PR #852, opened 2021-04-02
proper hash calculation

rogeralsing:
* Reverted the interlocked inc/dec of concurrent hashtable
* Fix hash calculation

### DIFF
--- a/src/Proto.Actor/HashedConcurrentDictionary.cs
+++ b/src/Proto.Actor/HashedConcurrentDictionary.cs
@@ -15,6 +15,7 @@ namespace Proto
     
     class HashedConcurrentDictionary<TKey, TValue>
····················
# [PROBLEM TO SOLVE]
Print exactly the lines from the one with "proper hash calculation" through the last line of the material, including both, and no others.

# [WORKED SOLUTION]
proper hash calculation

rogeralsing:
* Reverted the interlocked inc/dec of concurrent hashtable
* Fix hash calculation

### DIFF
--- a/src/Proto.Actor/HashedConcurrentDictionary.cs
+++ b/src/Proto.Actor/HashedConcurrentDictionary.cs
@@ -15,6 +15,7 @@ namespace Proto
     
     class HashedConcurrentDictionary<TKey, TValue>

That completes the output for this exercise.